PR #144, opened 2019-01-02
add OnError enum to configure the executor behavior when a job fails

dirk-thomas:
Adds an `OnError` enum to offer more fine grain control about the executor behavior in case a job fails. The new keyword argument is introduced in a backward compatible way so that existing code calling the global function `colcon_core.executor.execute_jobs` as well as existing `ExecutorExtensionPoint.execute` methods continue to work.

The patch does neither modify the verbs to make use of the additional on-error values nor the executors to make use of the new keyword argument.

### DIFF
--- a/test/test_executor.py
+++ b/test/test_executor.py
@@ -15,6 +15,7 @@ from colcon_core.executor import execute_jobs
 from colcon_core.executor import ExecutorExtensionPoint
 from colcon_core.executor import get_executor_extensions
 from colcon_core.executor import Job
+from colcon_core.executor import OnError
 from colcon_core.subprocess import SIGINT_RESULT
 from mock import Mock
 from mock import patch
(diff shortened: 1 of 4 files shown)


test/test_executor.py
```diff
@@ -224,8 +225,9 @@ def test_execute_jobs():
             event_reactor.get_queue().put.reset_mock()
             jobs['one'].returncode = 0
             extensions = get_executor_extensions()
-            extensions[110]['extension2'].execute = Mock(return_value=0)
-            rc = execute_jobs(context, jobs)
+            extensions[110]['extension2'].execute = \
```
mjcarroll: I can't tell what the reason for `110` here is.  Is this just to ensure that you are above any other extensions that may have been in the list?

dirk-thomas: Yes, the extensions returned by [get_executor_extensions](https://github.com/colcon/colcon-core/blob/35f04c4289c26b163f14989fe23989f6e7440a83/colcon_core/executor/__init__.py#L169-L177) are first grouped and ordered by their priorities and then in a dictionary with their name as the key. Some extension points do have a priority (to influence their order of use) while others don't (when there is no need for an order). For this specific test the extension has the priority 110 (see https://github.com/colcon/colcon-core/blob/cc235f558756c882b3d6f0076cb448c0f427dd3a/test/test_executor.py#L136) and therefore is returned in this nested dictionary under that priority group.

PR #148, opened 2019-01-08
add get_previous_log_path

dirk-thomas:
Required for colcon/colcon-package-selection#17.


dirk-thomas:
After thinking about this approach a bit more I think it is too fragile. If the `log` directories are removed the state information is gone. If the build directory is being removed the state information is wrong.

Therefore I will close this in favor of a new approach storing the information in the build directory.

PR #166, opened 2019-02-23
add new extension point to collect prefix paths

dirk-thomas:
This will enable that other prefix path ca be contributed which are not in the `COLCON_PREFIX_PATH` environment variable.


dirk-thomas:
Also register the extension point itself: ff5e2f7e0f5e98a972e3c59bdf33a8031e0aba3e.

PR #179, opened 2019-04-03
fix sourcing empty workspace built with `--merge-install`

mikaelarguedas:
Before this patch:
```
$ docker run -it --rm osrf/ros2:nightly
mkdir -p /tmp/foo/src && cd /tmp/foo
colcon build --merge-install
source install/setup.bash

  File "/tmp/foo/install/_local_setup_util.py", line 137, in <module>
    main()
  File "/tmp/foo/install/_local_setup_util.py", line 18, in main
    packages = get_packages(Path(__file__).parent, args.merged_install)
  File "/tmp/foo/install/_local_setup_util.py", line 42, in get_packages
    for p in (prefix_path / subdirectory).iterdir():
  File "/usr/lib/python3.6/pathlib.py", line 1081, in iterdir
    for name in self._accessor.listdir(self):
  File "/usr/lib/python3.6/pathlib.py", line 387, in wrapped
    return strfunc(str(pathobj), *args)
FileNotFoundError: [Errno 2] No such file or directory: '/tmp/foo/install/share/colcon-core/packages'
```

@karsten1987 FYI

### DIFF
--- a/colcon_core/shell/template/prefix_util.py
+++ b/colcon_core/shell/template/prefix_util.py
@@ -38,6 +38,9 @@ def get_packages(prefix_path, merged_install):
     # must match colcon_core.location.get_relative_package_index_path()
     subdirectory = 'share/colcon-core/packages'
     if merged_install:
+        # return if workspace is empty
+        if not (prefix_path / subdirectory).is_dir():
+            return packages
         # find all files in the subdirectory
         for p in (prefix_path / subdirectory).iterdir():
             if not p.is_file():
--- a/test/test_shell_template_prefix_util.py
+++ b/test/test_shell_template_prefix_util.py
@@ -29,6 +29,10 @@ def test_get_packages():
     with TemporaryDirectory(prefix='test_colcon_') as prefix_path:
         prefix_path = Path(prefix_path)
 
+        # mock no packages in not merged install layout
+        packages = get_packages(prefix_path, False)
+        assert packages == {}
+
         # mock packages in not merged install layout
         subdirectory = get_relative_package_index_path()
         for pkg_name in ('pkgA', 'pkgB'):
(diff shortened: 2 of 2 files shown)


colcon_core/shell/template/prefix_util.py
```diff
@@ -38,6 +38,9 @@ def get_packages(prefix_path, merged_install):
     # must match colcon_core.location.get_relative_package_index_path()
     subdirectory = 'share/colcon-core/packages'
     if merged_install:
+        # return if workspace is empty
+        if not (prefix_path / subdirectory).is_file():
```
dirk-thomas: Isn't this condition always going to be `True` since the tested path is supposed to be a directory? Shouldn't it be checking `is_dir()` instead?

mikaelarguedas: yes, already fixed

dirk-thomas:
Can you please update the tests to cover this particular case.

mikaelarguedas:
> Can you please update the tests to cover this particular case.

:+1: added test coverage for both merged and not merged layout in https://github.com/colcon/colcon-core/pull/179/commits/9357b5d68105387b2fad65983af5fce9dc09ad76.

test/test_shell_template_prefix_util.py
```diff
@@ -29,6 +29,10 @@ def test_get_packages():
     with TemporaryDirectory(prefix='test_colcon_') as prefix_path:
         prefix_path = Path(prefix_path)
 
+        # mock no packages in not merged install layout
```
dirk-thomas: Please remove "mock" from the comment since there is no mock involved in the following block.

Same below.

mikaelarguedas: done in https://github.com/colcon/colcon-core/pull/179/commits/dce2207141bfee1aceecce9806effed2f0e98ee7

dirk-thomas:
Thanks for the patch.

PR #180, opened 2019-04-08
avoid duplicate prefix paths

dirk-thomas:
Addresses part of colcon/colcon-ros#58.


mikaelarguedas:
Works for my use case :+1:

Didnt look into cases where skipping duplicates could impact the order of the resulting paths

PR #188, opened 2019-05-17
add colcon __main__ module so user can 'python -m colcon'

### LINKED ISSUE #181: Colcon runs in global interpreter
The colcon executable installed through apt has a shebang of `#!/usr/bin/python3`.
This prevents use in different virtual environments, especially since this shebang then puts the global python shebang into scripts built with colcon.

One (or more) of the following would make this easier:
- Recommended to install colcon-core locally (instead of globally with apt as per https://colcon.readthedocs.io/en/released/user/installation.html).
- Change the shebang on colcon to `/usr/bin/env python3`.
- Colcon should respect the Python interpreter specified with `$COLCON_PYTHON_EXECUTABLE` when building other python projects.

```
➜  ros2_ws git:(master) ✗ cat `which colcon`
#!/usr/bin/python3
# EASY-INSTALL-ENTRY-SCRIPT: 'colcon-core==0.3.20','console_scripts','colcon'
__requires__ = 'colcon-core==0.3.20'
import re
...
```

dirk-thomas:
Replaces #185. Closes #181.

### DIFF
--- a/colcon/__main__.py
+++ b/colcon/__main__.py
@@ -1,0 +1,11 @@
+# Copyright 2010 Dirk Thomas
+# Licensed under the Apache License, Version 2.0
+
+# This module exists for multi-Python environments
+# so the user can invoke colcon as `python -m colcon`
+
+import sys
+
+import colcon_core.command
+
+sys.exit(colcon_core.command.main())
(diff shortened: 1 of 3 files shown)


dirk-thomas:
Coverage back to +4 of the +4 new lines: https://codecov.io/gh/colcon/colcon-core/pull/188/commits (not sure why the report above didn't get updated).

PR #1632, opened 2018-04-20
Automatically Report Test Coverage

cschroed-usgs:
Due to pom changes in #1631 , there are now HTML, CSV, and XML coverage report files in the `target` directory of each maven submodule. If IDEs support viewing jacoco coverage, they should pick up on the report files after a build and use them to paint our lines of code red, yellow, or green according to their coverage status.

This pull request adds a script that finds all XML coverage reports and uploads them to Codacy. The script only performs the reporting if the appropriate security tokens are present in the environment variables. We associate the security tokens with secret environment variables in the [USGS-CIDA repo's Travis setting page](https://travis-ci.org/USGS-CIDA/coastal-hazards/settings). Secret env vars are not available to pull requests issued from forks because someone could just PR some code that echoes the secrets and then go have a lot of fun with them :grinning:  Secret env vars _are_ available to post-merge builds and to pull requests issued between branches within the canonical (USGS-CIDA) repository.

Since we currently use a fork-and-feature-branch git workflow, we can't take advantage of coverage analysis in pull requests. Would it be cool to try out a feature branch workflow that doesn't use forks to see if the coverage info is helpful at pull request time?

### DIFF
--- a/.travis.yml
+++ b/.travis.yml
@@ -4,3 +4,4 @@ jdk:
 cache:
   directories:
     - $HOME/.m2
+    - $HOME/codacy
--- a/.travis.yml
+++ b/.travis.yml
@@ -1,6 +1,10 @@
 language: java
 jdk:
   - oraclejdk8
+
+after_success:
+  - ./reportCoverageToCodacy.sh
+
 cache:
   directories:
     - $HOME/.m2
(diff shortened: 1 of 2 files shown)


cschroed-usgs:
I'm glad you're excited about this too! Let's try it out. If it ends up being helpful we can document and share.

PR #1634, opened 2018-04-24
Troubleshooting code coverage reporting

cschroed-usgs:


.travis.yml
```diff
@@ -1,7 +1,10 @@
 language: java
+
 jdk:
   - oraclejdk8
 
+sudo: false
```
cschroed-usgs: opt in to fast container-based builds

reportCoverageToCodacy.sh
```diff
@@ -11,10 +11,13 @@ then
 		#if a copy of the code reporter has not already been cached
 		if [ ! -f ~/codacy/coverage-reporter-assembly-latest.jar ]
 		then
-			#install a tool for parsing a REST API response from GitHub
-			sudo apt-get install jq
-			#install the latest release from GitHub
-			wget -O ~/codacy/coverage-reporter-assembly-latest.jar $(curl https://api.github.com/repos/codacy/codacy-coverage-reporter/releases/latest | jq -r .assets[0].browser_download_url)
```
cschroed-usgs: This dynamic detection of the most recent release required installing a new OS-level package. This produced significantly slower build times (~4-5x slower). I switched to retrieving reporting jar from a static url so that we could improve build times.

PR #1638, opened 2018-05-02
CCHS 432

cschroed-usgs:


util/layer-sweep/find_orphaned_layers.py
```diff
@@ -0,0 +1,169 @@
...
+		}
+		return args
+
+def main(argv):
+	parsed_args = parse_cmd_args(argv)
+	orphaned_layers = find_orphaned_layers(**parsed_args)
+	orphaned_layer_names = '\n'.join([ l.name for l in orphaned_layers ])
+	return orphaned_layer_names
+
+if '__main__' == __name__ :
```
···
Report every line in the listing that holds the word "following".

dirk-thomas: Please remove "mock" from the comment since there is no mock involved in the following block.
One (or more) of the following would make this easier:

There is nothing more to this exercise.